Issue #8763, opened 2026-07-14
[Bug]: Orca has stopped recognizing Codex agents


matheuspimentaa:
### Operating system

Windows

### Orca version

1.4.141.0

### Details

Since the last update, Orca has stopped recognizing Codex agents. I use the projects connected via SSH.

<img width="1920" height="1080" alt="Image" src="https://github.com/user-attachments/assets/d6eeb574-1d91-4ed0-8ef4-9290d580cde1" />

OrcaWin:
## Agent reproduction package (Windows orchestration 2026-07-16)

**Host context:** Windows 11 / Orca **1.4.143.0** / repo path used: `docs/bug-reproductions/`  
**Labels applied:** see issue labels (`has_repro` or `cannot_repro`).  
**Security:** Do **not** run user-uploaded binaries from issue attachments. Recreate fixtures from the steps/scripts below.

---
# Issue 8763 — Orca has stopped recognizing Codex agents

**Status:** `cannot_repro` (local Windows)  
**Host:** Windows 11 10.0.26200, Orca 1.4.143.0  
**Label:** `cannot_repro`  
**Issue:** https://github.com/stablyai/orca/issues/8763

## Summary

Reporter claims Orca stopped recognizing Codex agents after an update, on **SSH-connected projects**. On this local Windows host with installed Orca 1.4.143, Codex is recognized widely and appears on PATH inside Orca terminals.

## Environment

| Item | Value |
|------|-------|
| Orca | 1.4.143.0 (`C:\Users\neil\AppData\Local\Programs\orca\Orca.exe`) |
| Codex | `codex-cli 0.144.4` via `C:\Users\neil\AppData\Roaming\npm\codex.ps1` |
| Host setup | local only (no SSH remote project registered) |

## Repro attempt

```powershell
$env:PATH = "C:\Users\neil\AppData\Local\Programs\orca\resources\bin;" + $env:PATH
orca status
orca agent hooks status --json   # codex hooks: installed
orca worktree ps --json          # many agentType=codex
# Inside an Orca PowerShell terminal:
Get-Command codex   # -> C:\Users\neil\AppData\Roaming\npm\codex.ps1
```

## Evidence

- `docs/bug-reproductions/evidence/agent-summary.json` — **14** `codex` agent rows (plus 13 `claude`)
- `docs/bug-reproductions/evidence/hooks-status.json` — codex hooks `state: installed`
[...]

PR #9647, opened 2026-07-21
fix(sidebar): attribute spinner-only pane titles to the launched agent

### LINKED ISSUE #9646: Worktrees running Codex over SSH show no sidebar agent activity row — spinner-only titles carry no identity and launch identity is never consulted
### Describe the bug

On an SSH host, a worktree with a working Claude session shows its agent activity row under the worktree card, but a worktree with a working Codex session shows **nothing** — no agent row at all — even though Codex is actively running tools.

Side-by-side on the same SSH host:

| Worktree | Agent (working) | Terminal title (OSC) | Sidebar agent row |
| --- | --- | --- | --- |
| A | Codex | `⠼ <cwd-name>` | ❌ none |
| B | Claude | `✳ <task summary>` | ✅ shown |

### Why it happens

All three identity signals fail for Codex over SSH:

1. **Title**: Codex emits spinner + cwd titles (`⠼ <cwd-name>`) with no agent name. `resolveTitleDerivedAgentType` (`src/renderer/src/components/sidebar/worktree-title-derived-agent-rows.ts`) correctly refuses to attribute a bare spinner to Claude (`CLAUDE_AGENT_TOKEN_RE` gate), so the title-derived row is dropped entirely.
2. **Hooks**: Codex status hooks are dead in SSH worktrees — #8711. Confirmed live: with a remote Codex mid-task, the renderer's `agentStatusByPaneKey` stays empty, so no authoritative hook row exists either.
3. **Process**: the foreground-process fallback runs a local `ps`; a remote pane's shell PID is not in the local process table.

Claude still shows because its titles are self-identifying (`✳` prefix) *and* its hooks work remotely.

Meanwhile the tab already knows who it launched: `tab.launchAgent` is stamped by the agent launcher and `worktree create --agent`, survives the remote path (`worktree-remote.ts` passes `launchAgent` into `runtime.createTerminal` — confirmed live on an SSH workspace), and the hook-row path (`resolveRowAgentType` in `worktree-agent-rows.ts`) already prioritizes it. The title-derived fallback is the only sidebar path that never consults it.

### To Reproduce

1. Add an SSH host and create a worktree/workspace with Codex as the agent (`worktree create --agent codex` or the agent launcher).
2. Give Codex a task so it runs tools — the terminal title becomes `⠸ <cwd>`.
3. Look at the sidebar: the worktree shows no agent activity row (a Claude worktree on the same host shows one).

### Expected behavior

A worktree whose Orca-launched Codex is actively working should show a Codex activity row, like Claude does.

### Additional context

- #8711 (assigned) is the root-cause fix for the *hooks* signal and will bring full status detail. This issue is narrower: while hooks are absent, a spinner-only title plus the tab's launch identity is already enough evidence to show "Codex — Running" instead of nothing.
- Possibly the repro shape behind #8763 (`cannot_repro`): remote panes where the only signal is an anonymous spinner title.

choihjin:
## Summary

Fixes #9646.

On SSH hosts, a worktree with a working Codex session showed no sidebar agent activity row at all, while Claude worktrees on the same host showed theirs. All three identity signals fail for Codex over SSH: its OSC titles are spinner + cwd with no agent name, its status hooks are dead remotely (#8711), and the foreground-process fallback only scans the local process table.

The title-derived sidebar fallback (`worktree-title-derived-agent-rows.ts`) classified the spinner title as *working* but then dropped the row, because `resolveTitleDerivedAgentType` correctly refuses to attribute a bare braille spinner to Claude (`CLAUDE_AGENT_TOKEN_RE` gate). The tab already knows who it launched — `tab.launchAgent` is stamped by the agent launcher and `worktree create --agent`, and survives the remote path — but this was the one sidebar path that never consulted it.

**Fix:** when the title resolver yields no identity and the title carries a braille spinner, fall back to `tab.launchAgent` for the row's agent type (and label it with `formatAgentTypeLabel`). This mirrors the precedence the hook-row path (`resolveRowAgentType` in `worktree-agent-rows.ts`) already gives launch identity.

Scope guards, all preserved by existing tests:

- Explicit title identity still wins (`⠋ Codex` stays Codex regardless of `launchAgent`).
- A spinner title in a tab **without** launch metadata still produces no row ("does not infer Claude Code from a spinner-only non-agent title").
- Claude-specific prefixes (`✳` / `". "` / `"* "`) contain no braille spinner, so they are not rescued — "does not turn generic Codex-launched task titles into Claude Code rows" stays green.
- Hook rows still take precedence via `seenPaneKeys`; once #8711 lands, the authoritative hook path simply covers these panes first.

## Screenshots

Verified live: dev build connected to an SSH host, workspace created with `worktree create --agent codex`, Codex mid-task. Renderer state at capture time: `tab.launchAgent === 'codex'`, `agentStatusByPaneKey` empty (no hooks, #8711), pane title `⠸ <repo-name>` (no identity token).

Codex row shown for a hook-less SSH pane

Counter-check observed in the same session: when Codex went idle (title back to the bare repo name, no spinner), the row disappeared — idle panes without identity keep the existing no-row behavior.

## Testing

- [x] `pnpm lint`
- [x] `pnpm typecheck`
- [x] `pnpm test`
- [x] `pnpm build`
- [x] Added a regression test that fails without the fix

New tests in `worktree-title-derived-agent-rows.test.ts`:

- "attributes a spinner-only title to the launched agent when the title has no identity" — codex-launched tab, live PTY, title `⠼ demo-repo` → exactly one row `['codex', 'working', 'Codex', '⠼ demo-repo']`. Confirmed red before the fix (no row) and green after.
- "keeps explicit title identity over the launched agent" — claude-launched tab with `⠋ Codex` title stays a Codex row (pins the precedence).

Full suite: 30,679 tests pass.

## AI Review Report

Reviewed by Claude (Fable 5, author).

- **Root cause verified live, not guessed**: with a remote Codex mid-task, the renderer store showed `launchAgent: 'codex'` on the tab, an empty `agentStatusByPaneKey`, and a spinner-only pane title — exactly the state the row builder drops today.
- **Blast radius**: the fallback triggers only when (a) the title resolver returned no identity — which happens solely for generic status claims — (b) the title contains a braille spinner, and (c) the tab has launch metadata. All other title shapes and all hook-backed panes are untouched.
- **Known tradeoff**: `launchAgent` is tab-scoped, so a second split pane in an agent-launched tab whose process emits a braille-spinner title would be attributed to the launched agent. This mirrors the existing tab-scoped use of `launchAgent` in the hook-row path; spinner-titled non-agent processes are rare (most CLIs don't set OSC titles).
- **Not covered (documented)**: agents started by manually typing `codex` in a plain terminal have no `launchAgent`; their identity lives in pane-connection-local `commandInferredAgent`, which the sidebar cannot reach today. That belongs to the pane-owner-resolver slice deliberately deferred in `pane-agent-evidence.ts`.
- **Cross-platform (macOS/Linux/Windows)**: pure renderer logic; no platform branches, no Git commands, no provider-specific naming.
- **SSH/remote/local**: verified over SSH (the motivating case); local panes behave identically — locally Codex hooks usually produce authoritative rows first, which keep precedence.

## Security Audit

No new input handling, IPC, auth, command execution, or path handling. The change reads two existing renderer-state fields (`tab.launchAgent`, the already-scraped pane title) to pick a display label and icon. No secrets or logging affected.

## Notes

- #8711 (assigned) remains the root-cause fix for the hooks signal and will bring full status detail (current tool, task text). This change only stops the sidebar from being completely blind in the meantime, and yields to hook rows the moment they exist.
- Possibly explains #8763 (`cannot_repro`): remote panes where the only signal is an anonymous spinner title.

### DIFF
--- a/src/renderer/src/components/sidebar/worktree-title-derived-agent-rows.test.ts
+++ b/src/renderer/src/components/sidebar/worktree-title-derived-agent-rows.test.ts
@@ -201,6 +201,43 @@ describe('buildTitleDerivedAgentRows', () => {
     }
   })
 
+  it('attributes a spinner-only title to the launched agent when the title has no identity', () => {
+    const launchAgent: TuiAgent = 'codex'
+    const rows = buildWorktreeAgentRows({
+      tabs: [makeTab('tab-1', { launchAgent })],
+      entries: [],
+      retained: [],
+      runtimePaneTitlesByTabId: {
+        // Codex over SSH emits spinner + cwd titles with no agent name (#8711).
+        'tab-1': { 1: '⠼ demo-repo' }
+      },
+      ptyIdsByTabId: { 'tab-1': ['pty-codex-remote'] },
+      terminalLayoutsByTabId: { 'tab-1': makeSingleLayout(LEAF_ID_1) },
+      now: 2000
+    })
+
+    expect(
+      rows.map((row) => [row.agentType, row.state, row.entry.prompt, row.entry.terminalTitle])
+    ).toEqual([['codex', 'working', 'Codex', '⠼ demo-repo']])
+  })
+
+  it('keeps explicit title identity over the launched agent', () => {
+    const launchAgent: TuiAgent = 'claude'
+    const rows = buildWorktreeAgentRows({
+      tabs: [makeTab('tab-1', { launchAgent })],
+      entries: [],
+      retained: [],
+      runtimePaneTitlesByTabId: {
+        'tab-1': { 1: '⠋ Codex' }
+      },
+      ptyIdsByTabId: { 'tab-1': ['pty-explicit'] },
+      terminalLayoutsByTabId: { 'tab-1': makeSingleLayout(LEAF_ID_1) },
+      now: 2000
+    })
+
+    expect(rows.map((row) => [row.agentType, row.state])).toEqual([['codex', 'working']])
+  })
+
   it('does not turn generic Codex-launched task titles into Claude Code rows', () => {
     const launchAgent: TuiAgent = 'codex'
     const rows = buildWorktreeAgentRows({
--- a/src/renderer/src/components/sidebar/worktree-title-derived-agent-rows.test.ts
+++ b/src/renderer/src/components/sidebar/worktree-title-derived-agent-rows.test.ts
@@ -238,6 +238,23 @@ describe('buildTitleDerivedAgentRows', () => {
     expect(rows.map((row) => [row.agentType, row.state])).toEqual([['codex', 'working']])
   })
 
+  it('produces no row for a spinner-only title when the tab has no launch identity', () => {
+    const rows = buildWorktreeAgentRows({
+      tabs: [makeTab('tab-1')],
+      entries: [],
+      retained: [],
+      runtimePaneTitlesByTabId: {
+        // Spinner activity but no identity and no launchAgent to attribute it to.
+        'tab-1': { 1: '⠼ demo-repo' }
+      },
+      ptyIdsByTabId: { 'tab-1': ['pty-anon'] },
+      terminalLayoutsByTabId: { 'tab-1': makeSingleLayout(LEAF_ID_1) },
+      now: 2000
+    })
+
+    expect(rows).toHaveLength(0)
+  })
+
   it('does not turn generic Codex-launched task titles into Claude Code rows', () => {
     const launchAgent: TuiAgent = 'codex'
     const rows = buildWorktreeAgentRows({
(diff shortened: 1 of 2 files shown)


AmethystLiang:
thanks for the PR! will review it soon

AmethystLiang (approved):
Reviewed via multi-agent code review. Correct, well-scoped fix that makes the title-derived sidebar path consistent with the hook path's existing launchAgent fallback. Added a guard test (spinner-only + no launchAgent -> no row) and comments recording the spinner-gating rationale and split-pane residual. Tests/lint/typecheck green.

WHAT TO WORK ON:
Among the lines of the listing above, count those that include "docs" and give only the total.

ANSWER BELOW:
3